Requirement:
Go through the lines below and copy any that hold the string "tests".

+++ Task material

PR #2637, opened 2022-02-22
Sort all items in the tarball stats report

### LINKED ISSUE #2623: The b0.69 branch is failing its tests
With the recent merge (which has nothing to do with the current problem), the Jenkins tests are [now failing](http://jenkins.intlab.perf-infra.lab.eng.rdu2.redhat.com/job/pbench-ci-multi/job/b0.69/18/console).

Peter indicated that the root cause is a `find(1)` command in the audit tool whose output should be sorted in order to produce a deterministic result.

webbnh:
Currently, the v0.69 branch testing is failing due to a non-determinism in the `server/bin/pbench-tarball-stats.py` output.  For parts of the report, the lists of servers are sorted; and, for other parts they are not.  This change adds the missing sort directives to the output template.

Fixes #2623.

### DIFF
--- a/server/bin/gold/test-5.2.txt
+++ b/server/bin/gold/test-5.2.txt
@@ -356,13 +356,13 @@ Summary Statistics for Tar Balls on 1970-01-01 (external data only):
                     1.8 kB size
 
         By Server Origin:
-                         5 main pbench server
                          3 "ONE" pbench satellite server
+                         5 main pbench server
 
         Controller Counts:
                          6 controllers
-                         3 main pbench server
                          3 "ONE" pbench satellite server
+                         3 main pbench server
 
 Tar Ball Counts broken down by weeks for most recent 2 months (with satellite percentages):
 
--- a/server/bin/pbench-tarball-stats.py
+++ b/server/bin/pbench-tarball-stats.py
@@ -173,13 +173,13 @@ report_tmpl = """Summary Statistics for Tar Balls on {{ now.strftime("%Y-%m-%d")
         {{ "{:>18s}".format(good.size|humanize_naturalsize) }} size
 
         By Server Origin:
-        {% for name, value in server_origin.items() %}
+        {% for name, value in server_origin.items()|sort %}
         {{ "{:18n}".format(value) }} {% if name == "main" %}{{ name }} pbench server{% else %}"{{ name }}" pbench satellite server{% endif +%}
         {% endfor %}
 
         Controller Counts:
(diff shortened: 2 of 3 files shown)


dbutenhof (dismissed):

dbutenhof (dismissed):
My first reaction is, "oh, no, another revlock" ... however, realistically, we need real configuration management which means *everything* is revlocked to not just a range but a specific version, preferably from a supported RPM. So, yeah. Cool. Third time's a charm?

dbutenhof:
Oops: Or,

```
ERROR: Invalid requirement: 'humanize>=3.11 <4.0.0' (from line 3 of /home/pbench/server/requirements.txt)
```

webbnh:
> "oh, no, another revlock"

++++++

Result of the exercise:
### LINKED ISSUE #2623: The b0.69 branch is failing its tests
With the recent merge (which has nothing to do with the current problem), the Jenkins tests are [now failing](http://jenkins.intlab.perf-infra.lab.eng.rdu2.redhat.com/job/pbench-ci-multi/job/b0.69/18/console).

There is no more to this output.